Heteroscedasticity in linear mixed effects models (lmer)

Question

I am computing the following model in R, using lme4::lmer:

m3 = lmer(e ~ (X*Y*Z) + (1|ID/R), data = data_transform)

e is a continuous variable. X, Y, and Z are categorical factors. ID is the subject ID and R is the measurement repetition. The error was measured multiple times for each subject under the conditions, given by X, Y, and Z (repeated measures). The design is slightly unbalanced.

My goal is to compute an ANOVA, using the lmer model:

m3_anova = Anova(m3, type = 3, test.statistic = "F")

which does work and produces plausible results in the context of my experiment.

Now, I am checking the assumptions of the mixed-effects model, which are, as far as I understand, homoscedasticity and normality of the residuals as follows:

res = residuals(m3)
interaction_factor = with(data_transform, interaction(X,Y,Z))
leveneTest(res ~ interaction_factor, center = median)

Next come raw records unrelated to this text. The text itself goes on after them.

PR #866, opened 2024-10-15
RR-1002: Use css for tab panel change, change goal ref from index to ref

lynnette-orr:
Using custom css for the tab panel. Changed the goal reference in the goal summary card to use the actual reference rather than the index. Added unit tests for the goals view.

Selected October 15 2024 10:31:56


nathanrussell-moj-digital (approved):
Excellent; that's much simpler! 😁 👍 
Nice work

PR #876, opened 2024-10-18
RR-993: Add 2 prisons to tile

lynnette-orr:
Add Deerbolt (DTI) and Manchester (MRI) to tile.


nathanrussell-moj-digital (approved):
LGTM 👍

PR #882, opened 2024-10-21
integration test part deux: Complete a note

stevomcallister:


integration_tests/e2e/overview/goal/completeGoal.cy.ts
```diff
@@ -0,0 +1,152 @@
...
+    cy.task('stubGetFooterComponent')
+    cy.task('stubPrisonerList')
+    cy.task('stubCiagInductionList')
+    cy.task('stubActionPlansList')
+    cy.task('getPrisonerById')
+    cy.task('stubGetInduction')
+    cy.task('getActionPlan')
+    cy.task('stubLearnerProfile')
+    cy.task('stubLearnerEducation')
+    cy.task('archiveGoal')
```
nathanrussell-moj-digital, line 29: I think you want this line here (instead of stubbing `archiveGoal`)
```
cy.task('completeGoal', { prisonNumber, goalReference })
```
And then you don't need it on lines 80 and 115

integration_tests/e2e/overview/goal/completeGoal.cy.ts
```diff
@@ -0,0 +1,152 @@
...
+
+    const completeGoalPage = Page.verifyOnPage(CompleteGoalPage)
+
+    completeGoalPage //
+      .clearNotes()
+      .clickYes()
+    // Then
+    Page.verifyOnPage(OverviewPage) //
+      .hasSuccessMessage('Goal Completed')
+      .hasNumberOfCompletedGoals(1)
```
nathanrussell-moj-digital, line 105: I would remove this part of the assertion (`hasNumberOfCompletedGoals`) because by making this assertion here in the `// Then` we are suggesting that some state has changed via the `// When` block (and we are checking that it has)
The reality is that because we use wiremock to mock our API calls, no state is ever changed. So even though the impl called the API to complete the goal, and we can assert that via the `cy.wiremockVerify` call, the actual state of data has not changed, so the rendering of the Overview page wont have changed from before the `// When` to after it.
If that makes sense?

integration_tests/e2e/overview/goal/completeGoal.cy.ts
```diff
@@ -0,0 +1,152 @@
...
+
+  it('Should be able to complete a goal successfully without entering the optional notes', () => {
+    // Given
+    cy.task('completeGoal', { prisonNumber, goalReference })
+    cy.signIn()
+    cy.visit(`/plan/${prisonNumber}/view/goals`)
+    const goalsPage = Page.verifyOnPage(GoalsPage)
+
+    // When
+    const completeOrArchiveGoalPage = goalsPage //
```
nathanrussell-moj-digital, line 86: I think our `Goals` page driver class has got a bit big / does too much / concerns itself with 3 tabs that are showing fundamentally different goals.
I found lines 87 and 88, and 122 and 123 difficult to read and reason about, because I was expecting the state of the `Goals` page to be on the In-Progress tab showing in-progress goals. But we are apparently checking the archived goals are displayed and there are 2 of them!

I know why it works (because the `Goals` page class knows about all 3 tabs, irrespective of whether they are currently rendered/visible or not), but reading the test is hard

I'd be tempted to remove lines 87 and 88, and 122 and 123 as I dont think they are pertinent to competing a goal?

And I think my PR (and one I will do shortly) will make this easier in the future (I'll do a PR that splits out the `Goals` page drive class into 3, one for each tab. Then it will be much clearer which tab we are on and what functionality we can expect 👍 )

server/views/pages/goal/complete/index.njk
```diff
@@ -30,10 +30,17 @@
                 Add a note (optional)
               </label>
             </h1>
-            <p class="govuk-hint">
-              Learning and work progress plans, including notes, are shared with prisoners and other staff
-            </p>
-            <textarea class="govuk-textarea" id="completed-note" name="note" rows="5" aria-describedby="warning-text">{{ form.note }}</textarea>
+            {{ govukTextarea({
```
nathanrussell-moj-digital, line 33: 👍 Good shout for using the GDS component rather than writing the markup yourself 👍 
but I think the page will end up with 2 "Add a note (optional)" headings (1 from the H1 above, and 1 from the label attribute of this component)

Given that your page already (correctly) has a h1 ("Are you sure you want to mark this goal as completed?"), and we dont want a page with 2 H1's anyway, I'd be tempted to remove the h1 above, and keep the heading in the component (which is being marked up as a h2 👍 )

integration_tests/e2e/overview/goal/completeGoal.cy.ts
stevomcallister: not sure - I looked at what the archive goal test did and did something similar. Although you are right in that the archive test checks before and after that the number of archived goals is 2 - so bit pointless really

server/views/pages/goal/complete/index.njk
stevomcallister: oops - removed the additional h1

which is significant with p << 0.001. Furthermore:

shapiro.test(res[1:5000])

is significant with p << 0.0001. I am already transforming my target variable error, using rcompanion::transformTukey.

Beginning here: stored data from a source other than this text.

PR #31, opened 2015-06-29
Sprint 25 TLT-1751 Send bounce back response if mailing list is set to readonly

douglashall:
Configuring a mailgun route prevents the default bounce back email we were getting from mailgun when a mailing list is set to readonly from being sent.

This change will have our route handler send a bounce back email to the sender in this scenario.


mailgun/route_handlers.py
```diff
@@ -39,8 +41,22 @@ def handle_mailing_list_email_route(request):
...
-        email_template = get_template('mailgun/non_member_bounce_back.html')
+        logger.info(
+            "Sending mailing list bounce back email to %s for mailing list %s because the sender was not a member",
+            sender,
+            recipient
+        )
+        email_template = get_template('mailgun/email/bounce_back_non_member.html')
+        content = email_template.render(Context({'mailing_list_address': recipient}))
+        subject = "Undeliverable mail sent to %s" % recipient
+        ml.send_mail(sender, subject, html=content)
```
sapnamysore: Minor : Since the 'content = email_template.render..' block is the same and occurs  for both the conditions( in lines 50 and 60), this could  be pulled out side the if -else block and placed outside.

sapnamysore:
Other than a minor suggestion, :+1:

mailgun/route_handlers.py
douglashall: Updated to keep it DRY.

PR #34, opened 2015-07-07
Sprint 26 TLT-1769 Add list of section members, including email address

rascalking:


lti_emailer/canvas_api_client.py
```diff
@@ -21,6 +21,21 @@
 SDK_CONTEXT = SessionInactivityExpirationRC(**settings.CANVAS_SDK_SETTINGS)
 
 
+def get_section(canvas_course_id, section_id):
```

The residual variances vary from ~0.3 to ~1.

My questions are:

1. Am I checking the assumptions correctly?
2. Can I still run the ANOVA and if not what can I do to get normally distributed residuals and homoscedasticity?
3. Edit: From the plots below, are my assumptions valid or not? I feel like I am lacking the experience to rate them.

Edit:

I am using the packages:

library(lme4)
library(car)
library(lmerTest)

I also checked the assumptions of normality using a qqplot:

ggqqplot(res)

I know that for normal distribution the points are suppposed to lie on the main diagonal. From this plot, it is obvious that there is some deviation in the area around "x=2".

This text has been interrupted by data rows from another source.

PR #35, opened 2015-07-14
Sprint 26 TLT-1797 Added django command to report on users primary email address

douglashall:
```
$ python manage.py report_user_primary_email [term_id]
```

### DIFF
--- a/lti_emailer/management/commands/report_user_primary_email.py
+++ b/lti_emailer/management/commands/report_user_primary_email.py
@@ -80,3 +80,5 @@ class Command(BaseCommand):
             writer.writerow(['Role', 'SIS Email', 'Canvas Email'])
             for role, rows in report_data.iteritems():
                 writer.writerows(rows)
+
+        logger.info("User primary email report complete for term_id %d...", term_id)
--- a/lti_emailer/management/commands/report_user_primary_email.py
+++ b/lti_emailer/management/commands/report_user_primary_email.py
@@ -1,0 +1,85 @@
+import logging
+import csv
+import os
+
+from django.conf import settings
+from django.core.management.base import BaseCommand, CommandError
+
+from icommons_common.models import Term, CourseInstance
+
+from canvas_sdk.utils import get_all_list_data
+from canvas_sdk.methods.courses import list_users_in_course_users
+from canvas_sdk.exceptions import CanvasAPIError
+
+from icommons_common.canvas_utils import SessionInactivityExpirationRC
+from icommons_common.models import Person
+
+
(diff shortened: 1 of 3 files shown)


rascalking:
:+1:

lti_emailer/management/commands/report_user_primary_email.py
```diff
@@ -0,0 +1,85 @@
...
+                        list_users_in_course_users,
+                        ci.canvas_course_id,
+                        'email'
+                    )
+                    for user in users_with_email:
+                        user_id = user['sis_user_id']
+                        if user_id not in users:
+                            users[user_id] = {'email': user['email'], 'roles': []}
+
+                    users_with_enrollments = get_all_list_data(
```
elliottyates: Not sure how our SDK supports it, but the following API query gets both enrollments and emails at the same time:
```
courses/6264/users?include[]=email&include[]=enrollments
```

douglashall: Yeah, the answer to that one is that canvas_sdk does not support using multiple include values unfortunately.

lti_emailer/management/commands/report_user_primary_email.py
```diff
@@ -0,0 +1,85 @@
...
+        term_id = options['term_id'][0]
+        try:
+            term = Term.objects.get(term_id=term_id)
+        except Term.DoesNotExist:
+            CommandError('Invalid term_id %d provided.' % term_id)
+        logger.info("Creating Canvas user primary email report for term_id %d...", term_id)
+
+        report_data = {}
+        for ci in CourseInstance.objects.filter(term=term):
+            if ci.canvas_course_id:
```
elliottyates: Could you do something like:
```
ci_list = [ci in CourseInstance.objects.filter(term=term) if ci.canvas_course_id]
for ci in ci_list:
```
This would buy you precious whitespace.

lti_emailer/management/commands/report_user_primary_email.py
elliottyates: Cool. I raised it as an SDK issue. https://github.com/penzance/canvas_python_sdk/issues/50

lti_emailer/management/commands/report_user_primary_email.py
douglashall: But then I would have to iterate the entire list once and then the subset. Whitespace isn't that precious for this one-off report.

elliottyates: :+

Furthermore, I plotted the residuals variaces across the factor level combinations:

data_transform$residuals = res
var3 = data_transform %>% group_by(X,Y,Z) %>% summarise(Variance = var(residuals, na.rm = TRUE))
boxplot(Variance ~ X + Y + Z, data = var3)

which looks like:

Additionally, residuals vs. predicted values look like:

plot(m3)

gives:

As suggested, I tried the DHARMa package:

plot(simulateResiduals(m3))

leading to:

Answer 1

A few quick comments:

• Don't use hypothesis tests to check model assumptions. Use plots of residuals (q-q plot, histogram, residuals vs. predicted values). You are testing a sample size of 5000. Such a large sample size is likely to be found non-normal and heteroscedastic even for small deviations from these ideals.

• The transformTukey() function transforms a single vector of values. I'm not sure how you're using it, but it probably doesn't do what you want. Or, at least, it's not guaranteed that if you transform your dependent variable that your error will be normally distributed. The MASS package does have a Box-Cox transformation function, which may be more of what you want. But probably a generalized linear model may be more appropriate.

• Does car support lmer models ? (I didn't check). But you might want to use the lmerTest package instead.

Answer 2

1. You could be using the plot(simulateResiduals(model)) of the DHARMa package to check your model assumptions.
2. You can use the varIdent function of the nlme package, or something equivalent to it in an other package (see here for example)

... but instead of transforming your data, you could use a model which fits your data. GLMs for a negative binomial distribution are good at dealing with heteroscedasticity. This depends of the nature of your data of course. You can try doing both and checking model assumptions afterwards.